I think everyone has their own professional bias -- at some point you start noticing details others don't. For me, it's movement. How a person moves.
Yesterday I watched a casual basketball game. Not professionals, not even amateurs -- just people having fun. I used to love basketball as a kid: we played all the time, collected team stickers, shiny Michael Jordan cards... good times :)
The stance and body position
The first thing I noticed was the stance and body position.
Straight legs, the ball bouncing near someone's ears... the whole game happening on a "high level." In this position the ball is easy to steal, there are almost no explosive moves, no quick changes of direction. It works when you feel safe and just look around.
But once you go on the attack -- that luxury disappears. You shift to the "low level": knees bent, center of gravity lower, torso flexible. You compress the spring, ready to explode. You become faster, more stable, and reactive in any direction.
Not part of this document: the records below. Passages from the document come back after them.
PR #2722, opened 2026-08-20
feat(review): preserve findings across review reruns

### LINKED ISSUE #2453: Preserve resolved findings across review re-runs instead of overwriting them
### Feature request

What happens today
With `pr_reviewer.persistent_comment: true` (the default), every re-run of `/review` edits the existing comment in place and replaces its body with the latest review. When a finding from a previous run is gone, because the code was fixed, it simply disappears from the comment. There's no trace it ever existed, and no signal that it was resolved.

Why that's a problem
The review comment is the entire record of the audit on the PR. Overwriting it throws away the history:

You can't tell what was flagged earlier, how the author addressed it, or that it moved from "open" to "resolved", only the latest snapshot survives.
If someone replied to the review in a thread, that reply is now stranded under a comment whose content has changed. It reads as if the person is answering a finding that isn't there anymore.
Setting `persistent, comment: false` avoids the overwrite (each run posts a fresh comment, so the old one stays), but then a full review piles up on every push, and there's still no explicit "this got fixed" signal, only the absence of the finding in the newer comment.

What I'd like instead
Treat findings as items that carry a state across runs, rather than a comment body that gets wiped each time:

When a finding from an earlier run is no longer detected, mark it as resolved instead of dropping it silently, keep its text so the reader can see it transitioned.
Ideally the persistent comment shows the active findings plus a collapsed "resolved" section, so the trail is kept without bloating the comment over time.
A reply tied to a finding shouldn't be orphaned when that finding changes state.
The goal is a comment that reads like a living audit log, what was found, what got fixed, what's still open, instead of a snapshot that erases its own past on each re-run.

Contributing
If you're open to it, I'd be glad to put up a PR implementing this.

### Motivation

CodeRabbit already does this and it works really well. When someone reads the PR history later, they can see what was flagged, how it was addressed, and, just as important, that the reviewer ran again and explicitly marked the issue as resolved. That trail is genuinely useful: a person auditing the PR after the fact understands what happened and how it was fixed, and can trust that the bot re-checked and confirmed the resolution, instead of guessing from the mere absence of a comment. Today PR-Agent loses all of that, because the review is a snapshot that overwrites itself on every run.

yefuyou:
## Summary

- preserve structured review findings across persistent `/review` reruns
- reconcile findings across runs using existing fingerprint primitives
- persist active and resolved finding state in the persistent review comment
- resolve findings only after complete and valid full-scope reviews
- preserve active findings during incremental and token-limited reviews
- verify persistent review authorship before trusting stored lifecycle state
- fail closed to a standalone review when authorship cannot be established
- avoid duplicate authoritative comments when persistent updates fail
- normalize provider comment ordering for lifecycle lookups

## Design notes

Resolution is deliberately conservative.

Findings are only marked resolved after a complete, valid, full-scope review. Incremental reviews, partial analysis, malformed predictions, provider failures, and degraded persistence do not trigger negative state transitions.

Persistent lifecycle state is trusted only when the existing review comment can be verified as authored by PR-Agent. Hidden markers identify the comment type, but are not treated as authentication.

If authorship cannot be verified, `/review` still produces a visible standalone review without adopting or modifying an untrusted canonical comment.

Provider ordering is explicit for persistent-comment lookup. Azure DevOps comments and replies are normalized using timestamp-based chronology rather than relying on raw API response order.

Lifecycle persistence also degrades safely when state grows too large: preserving the human review takes priority, and degraded runs do not silently resolve active findings.

## Upstream integration

This branch has been rebased onto the latest `main` used for this update and incorporates the relevant upstream contracts from:

- #2724 for Azure `edit_comment()` success/failure behavior
- #2797 for configurable review headings and hidden review identities
- #2510 so final lifecycle output is preserved through `push_outputs`

The PR keeps those upstream contracts rather than reintroducing overlapping behavior.

## Validation

Final validation after addressing the provider fallback regression and the same-HEAD false-resolution edge case:

- focused lifecycle/provider tests: `527 passed`
- full unit suite: `3586 passed, 1 skipped, 1 xfailed, 1 failed`
- the single failing test is the unrelated Grok/LiteLLM `reasoning_effort` capability case and was reproduced independently on clean upstream `main`
- `git diff --check`: passed
- GitHub `Build-and-test`: passed
- GitHub `CodeQL`: passed

An additional red-team pass found that a complete rerun on the same commit could incorrectly resolve an ACTIVE finding when model output omitted it nondeterministically.

Resolution now requires both a complete valid full review and a known changed HEAD. Same-HEAD and missing-HEAD reruns preserve ACTIVE findings conservatively.

A real GitHub + real-model smoke test was also completed on `yefuyou/pr-agent#2`:

- canonical persistent review comment remained `5536025289`
- deliberate finding became `ACTIVE`
- same-HEAD rerun preserved `ACTIVE`
- fixing the issue on a new HEAD transitioned it to `RESOLVED`
- same fixed-HEAD rerun preserved `RESOLVED`
- no duplicate canonical or standalone review comments were created
- persisted lifecycle markers remained valid and parseable throughout

Current PR head:

`cc6081822901aa0d9d21e549af8c30b06c3893bd`

## AI disclosure

This PR was developed with assistance from Codex and validated with targeted tests, full unit-suite runs, upstream CI, and manual contract review by the contributor.

Closes #2453

### DIFF
--- a/pr_agent/algo/review_finding_state.py
+++ b/pr_agent/algo/review_finding_state.py
@@ -1,4 +1,4 @@
-"""Persistent state helpers for cross-run review findings."""
+"""Persist review finding state across runs."""
 
 from __future__ import annotations
 
@@ -173,7 +173,10 @@ def _retained_findings(
         ),
         reverse=True,
     )
-    return sorted(active + resolved[:max(0, max_resolved_findings)], key=lambda finding: finding["finding_id"])
+    return sorted(
+        active + resolved[:max(0, max_resolved_findings)],
+        key=lambda finding: finding["finding_id"],
+    )
 
 
 def reconcile_review_findings(
--- a/pr_agent/algo/review_finding_state.py
+++ b/pr_agent/algo/review_finding_state.py
@@ -1,0 +1,296 @@
+"""Persistent state helpers for cross-run review findings."""
+
+from __future__ import annotations
+
+import copy
+import json
+import re
+from dataclasses import dataclass
+from datetime import datetime, timezone
+from typing import Any, Iterable, Mapping
+
+from pr_agent.algo.inline_comment_dedup import key_issue_fingerprint
+
+STATE_SCHEMA_VERSION = 1
+DEFAULT_MAX_RESOLVED_FINDINGS = 20
+_STATE_MARKER_RE = re.compile(
+    r"<!-- pr-agent-review-state:v(?P<version>\d+)\n(?P<payload>.*?)\n-->",
+    re.DOTALL,
+)
+_STATE_MARKER_NAMESPACE = "<!-- pr-agent-review-state"
+_WHITESPACE_RE = re.compile(r"\s+")
+_VALID_STATES = {"ACTIVE", "RESOLVED"}
+
+
+@dataclass(frozen=True)
+class ParsedReviewState:
+    state: dict[str, Any] | None
+    present: bool
+    valid: bool
+
+
+@dataclass(frozen=True)
+class ReconciliationResult:
+    state: dict[str, Any]
+    changed: bool
+    resolved_ids: tuple[str, ...]
+    reopened_ids: tuple[str, ...]
+
+
+def _timestamp(value: str | None) -> str:
+    if value:
+        return value
+    return datetime.now(timezone.utc).isoformat().replace("+00:00", "Z")
+
+
+def _as_line(value: Any) -> int | None:
+    try:
+        line = int(str(value).strip())
+    except (TypeError, ValueError):
+        return None
+    return line if line > 0 else None
+
+
+def normalize_finding(finding: Mapping[str, Any]) -> dict[str, Any] | None:
+    """Return the stable, display-oriented fields needed for reconciliation."""
+    if not isinstance(finding, Mapping):
+        return None
+
+    path = str(finding.get("path") or finding.get("relevant_file") or "").strip()
+    path = path.strip().strip(chr(96)).lstrip("/")
+    body = str(
+        finding.get("body")
+        or finding.get("issue_content")
+        or finding.get("description")
+        or ""
+    ).strip()
+    if not path or not body:
+        return None
+
+    body = _WHITESPACE_RE.sub(" ", body)
+    finding_id = key_issue_fingerprint(path, body.lower())
+    start = _as_line(
+        finding.get("line_start")
+        or finding.get("relevant_lines_start")
+        or finding.get("start_line")
+    )
+    end = _as_line(
+        finding.get("line_end")
+        or finding.get("relevant_lines_end")
+        or finding.get("end_line")
+    )
+    if start is not None and end is None:
+        end = start
+    if start is not None and end is not None and end < start:
+        end = start
+
+    normalized = {
+        "finding_id": finding_id,
+        "state": "ACTIVE",
+        "body": body,
+        "path": path,
+    }
+    if start is not None:
+        normalized["line_start"] = start
+    if end is not None:
+        normalized["line_end"] = end
+    return normalized
+
+
+def normalize_findings(findings: Iterable[Mapping[str, Any]]) -> list[dict[str, Any]]:
+    """Normalize and de-duplicate current structured findings deterministically."""
+    by_id: dict[str, dict[str, Any]] = {}
+    for finding in findings or []:
+        normalized = normalize_finding(finding)
+        if normalized is not None:
+            by_id.setdefault(normalized["finding_id"], normalized)
+    return [by_id[finding_id] for finding_id in sorted(by_id)]
+
+
+def _is_valid_state(state: Any) -> bool:
+    if not isinstance(state, dict):
+        return False
+    if state.get("schema_version") != STATE_SCHEMA_VERSION:
+        return False
+    if not isinstance(state.get("findings"), list) or not isinstance(state.get("last_run"), dict):
+        return False
+    finding_ids = set()
+    for finding in state["findings"]:
+        if not isinstance(finding, dict):
+            return False
+        if finding.get("state") not in _VALID_STATES:
+            return False
+        finding_id = finding.get("finding_id")
+        if not isinstance(finding_id, str) or not finding_id or finding_id in finding_ids:
+            return False
+        finding_ids.add(finding_id)
+        reopened_count = finding.get("reopened_count", 0)
+        if type(reopened_count) is not int or reopened_count < 0:
+            return False
+        if not finding.get("path") or not finding.get("body"):
+            return False
+    return True
+
+
+def parse_review_state(comment_body: str) -> ParsedReviewState:
+    """Parse the versioned state marker, treating malformed state as unsafe."""
+    body = comment_body or ""
+    namespace_count = body.count(_STATE_MARKER_NAMESPACE)
+    matches = list(_STATE_MARKER_RE.finditer(body))
+    if namespace_count == 0:
+        return ParsedReviewState(None, present=False, valid=True)
+    if namespace_count != 1 or len(matches) != 1:
+        return ParsedReviewState(None, present=True, valid=False)
+    match = matches[0]
+    try:
+        version = int(match.group("version"))
+        state = json.loads(match.group("payload"))
+    except (TypeError, ValueError, json.JSONDecodeError):
+        return ParsedReviewState(None, present=True, valid=False)
+    if version != STATE_SCHEMA_VERSION or not _is_valid_state(state):
+        return ParsedReviewState(None, present=True, valid=False)
+    return ParsedReviewState(state, present=True, valid=True)
+
+
+def serialize_review_state(state: Mapping[str, Any]) -> str:
+    """Serialize state deterministically so repeated updates are diffable."""
+    if not _is_valid_state(state):
+        raise ValueError("Invalid review finding state")
+    payload = json.dumps(state, ensure_ascii=False, sort_keys=True, separators=(",", ":"))
+    return f"<!-- pr-agent-review-state:v{STATE_SCHEMA_VERSION}\n{payload}\n-->"
+
+
+def _retained_findings(
+    findings: Iterable[dict[str, Any]],
+    max_resolved_findings: int,
+) -> list[dict[str, Any]]:
+    active = [finding for finding in findings if finding["state"] == "ACTIVE"]
+    resolved = [finding for finding in findings if finding["state"] == "RESOLVED"]
+    resolved.sort(
+        key=lambda finding: (
+            str(finding.get("resolved_at") or ""),
+            str(finding["finding_id"]),
+        ),
+        reverse=True,
+    )
+    return sorted(active + resolved[:max(0, max_resolved_findings)], key=lambda finding: finding["finding_id"])
+
+
+def reconcile_review_findings(
+    previous_state: Mapping[str, Any] | None,
+    current_findings: Iterable[Mapping[str, Any]],
+    *,
+    allow_resolution: bool,
+    excluded_files: Iterable[str] | None = None,
+    head_sha: str = "",
+    run_id: str = "",
+    timestamp: str | None = None,
+    max_resolved_findings: int = DEFAULT_MAX_RESOLVED_FINDINGS,
+) -> ReconciliationResult:
+    """Reconcile current structured findings against the previous state.
+
+    Resolution is deliberately controlled by the caller. The caller must only
+    pass allow_resolution=True for a successful, complete full review.
+    """
+    now = _timestamp(timestamp)
+    current = normalize_findings(current_findings)
+    previous_findings = list((previous_state or {}).get("findings", []))
+    previous_by_id = {finding["finding_id"]: finding for finding in previous_findings}
+    current_by_id = {finding["finding_id"]: finding for finding in current}
+    reconciled: dict[str, dict[str, Any]] = {}
+    resolved_ids: list[str] = []
+    reopened_ids: list[str] = []
+    changed = previous_state is None and bool(current)
+
+    for finding_id, current_finding in current_by_id.items():
+        previous = previous_by_id.get(finding_id)
+        if previous is None:
+            record = dict(current_finding)
+            record.update(first_seen=now, last_seen=now)
+            changed = True
+        else:
+            record = copy.deepcopy(previous)
+            old_state = record.get("state")
+            record.update(current_finding)
+            record["state"] = "ACTIVE"
+            record["last_seen"] = now
+            if old_state == "RESOLVED":
+                record["reopened_at"] = now
+                record["reopened_count"] = int(record.get("reopened_count", 0)) + 1
+                reopened_ids.append(finding_id)
+            if record != previous:
+                changed = True
+        if head_sha:
+            record["last_seen_head_sha"] = head_sha
+        reconciled[finding_id] = record
+
+    for finding_id, previous in previous_by_id.items():
+        if finding_id in current_by_id:
+            continue
+        record = copy.deepcopy(previous)
+        if record.get("state") == "ACTIVE" and allow_resolution:
+            record["state"] = "RESOLVED"
+            record["resolved_at"] = now
+            if head_sha:
+                record["resolved_head_sha"] = head_sha
+            if run_id:
+                record["resolution_run_id"] = run_id
+            resolved_ids.append(finding_id)
+            changed = True
+        reconciled[finding_id] = record
+
+    excluded = sorted({str(path) for path in (excluded_files or []) if path})
+    state = {
+        "schema_version": STATE_SCHEMA_VERSION,
+        "findings": _retained_findings(reconciled.values(), max_resolved_findings),
+        "last_run": {
+            "complete": bool(allow_resolution),
+            "excluded_files": excluded,
+            "head_sha": head_sha,
+            "kind": "full" if allow_resolution else "partial",
+            "run_id": run_id,
+        },
+    }
+    if previous_state is not None and state["findings"] != previous_state.get("findings", []):
+        changed = True
+    return ReconciliationResult(
+        state=state,
+        changed=changed,
+        resolved_ids=tuple(sorted(resolved_ids)),
+        reopened_ids=tuple(sorted(reopened_ids)),
+    )
+
+
+def _render_resolved_section(state: Mapping[str, Any]) -> str:
+    resolved = [finding for finding in state.get("findings", []) if finding.get("state") == "RESOLVED"]
+    if not resolved:
+        return ""
+    resolved.sort(
+        key=lambda finding: (
+            str(finding.get("resolved_at") or ""),
+            str(finding.get("finding_id") or ""),
+        ),
+        reverse=True,
+    )
+    lines = [
+        "<details>",
+        "<summary>✅ Resolved findings</summary>",
+        "",
+    ]
+    for finding in resolved:
+        location = finding["path"]
+        if finding.get("line_start"):
+            location += f":{finding['line_start']}"
+            if finding.get("line_end") and finding["line_end"] != finding["line_start"]:
+                location += f"-{finding['line_end']}"
+        lines.extend([f"### {location}", "", finding["body"], ""])
+    lines.extend(["</details>", ""])
+    return "\n".join(lines).rstrip()
+
+
+def append_review_state(review_body: str, state: Mapping[str, Any]) -> str:
+    """Append the human-readable resolved section and hidden state marker."""
+    body = _STATE_MARKER_RE.sub("", review_body or "").rstrip()
+    sections = [section for section in (body, _render_resolved_section(state)) if section]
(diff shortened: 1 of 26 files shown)


pr_agent/algo/review_finding_state.py
```diff
@@ -0,0 +1,325 @@
...
+    if version != STATE_SCHEMA_VERSION or not _is_valid_state(state):
+        return ParsedReviewState(None, present=True, valid=False)
+    return ParsedReviewState(state, present=True, valid=True)
+
+
+def serialize_review_state(state: Mapping[str, Any]) -> str:
+    """Serialize state deterministically so repeated updates are diffable."""
+    if not _is_valid_state(state):
+        raise ValueError("Invalid review finding state")
+    payload = json.dumps(state, ensure_ascii=False, sort_keys=True, separators=(",", ":"))
```
IsmaelMartinez, line 161: A finding body containing `-->` closes the marker early and the rest of the payload renders in the review, and `parse_review_state` still calls that state valid, so it repeats every run. Escaping both brackets fixes it without changing the decoded state.

It does not close Qodo's item 12: `append_review_state` prints bodies verbatim in the human section too.

```suggestion
    payload = json.dumps(state, ensure_ascii=False, sort_keys=True, separators=(",", ":"))
    # '<' and '>' occur only inside JSON strings, so escaping cannot change the decoded state
    payload = payload.replace("<", "\\u003c").replace(">", "\\u003e")
```

IsmaelMartinez (commented):
Thanks for taking #2453 on, and for turning the Qodo findings around so fast. Four notes inline, two with suggestions; the suite stays green with both applied.

pr_agent/tools/pr_reviewer.py
```diff
@@ -214,6 +259,186 @@ async def run(self) -> None:
...
+        except (TypeError, ValueError):
+            max_findings = 0
+        allow_resolution = (
+            bool(self.prediction)
+            and not bool(getattr(self.incremental, "is_incremental", False))
+            and not bool(self.remaining_files_list)
+            and parsed.valid
+            and current_findings is not None
+            and len(current_findings) < max_findings
+        )
```
IsmaelMartinez, line 619: With `num_max_findings` at its default of 3, two findings enable resolution, and nothing checks that the commit moved. Re-running `/review` on an unchanged head marks a finding RESOLVED just because the model did not repeat it.

Gate on the previous SHA rather than the current one: `_review_head_sha` reads `last_commit_id`, which only GitHub and Gitea set, so testing the current SHA turns two of your own tests red.

```suggestion
        previous_head_sha = str(((parsed.state or {}).get("last_run") or {}).get("head_sha") or "")
        current_head_sha = self._review_head_sha()
        allow_resolution = (
            bool(self.prediction)
            and not bool(getattr(self.incremental, "is_incremental", False))
            and not bool(self.remaining_files_list)
            and parsed.valid
            and current_findings is not None
            and len(current_findings) < max_findings
            and (not previous_head_sha or current_head_sha != previous_head_sha)
        )
```

pr_agent/git_providers/github_provider.py
```diff
@@ -779,6 +779,7 @@ def edit_comment(self, comment, body: str):
                     artifact={"error": e})
             else:
                 get_logger().exception(f"Failed to edit github comment", artifact={"error": e})
+            raise
```
IsmaelMartinez: Not behind `persistent_finding_state`, and the same line lands in `azuredevops_provider.py:237` and `bitbucket_provider.py:438`, so `edit_comment` propagates on all three, including the 403 branch this code calls "usually due to polling".

Mostly a gain: a failed edit on the suggestions comment now republishes them where main drops them. It escapes the function only when the fallback write fails too, and then `/improve` publishes nothing. Both worth a line in the description.

pr_agent/git_providers/azuredevops_provider.py
```diff
@@ -234,6 +234,7 @@ def edit_comment(self, comment: Comment, body: str):
             )
         except Exception as e:
             get_logger().exception(f"Failed to edit comment, error: {e}")
+            raise
```
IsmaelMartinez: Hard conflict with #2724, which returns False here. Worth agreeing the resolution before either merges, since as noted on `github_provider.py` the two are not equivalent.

How does this connect to climbing?
One of the most common mistakes in climbing is trying to play on the "high level" all the time: pulling yourself up with your arms, straightening your legs, desperately reaching for the next hold...
But the spring is already stretched. There's nothing left to push you. You end up pulling, burning tons of energy, and the movement becomes heavy.
Good footwork is the ability to compress and release the spring at the right moment. That's what it means to play on the "low level."
- Precise foot placement
- Shifting your center of gravity
- Pushing in the right direction
Your legs are the foundation.
The better you control your center, the less energy you waste -- and the more powerful your climbing feels.
So... how well do you play on the "low level"?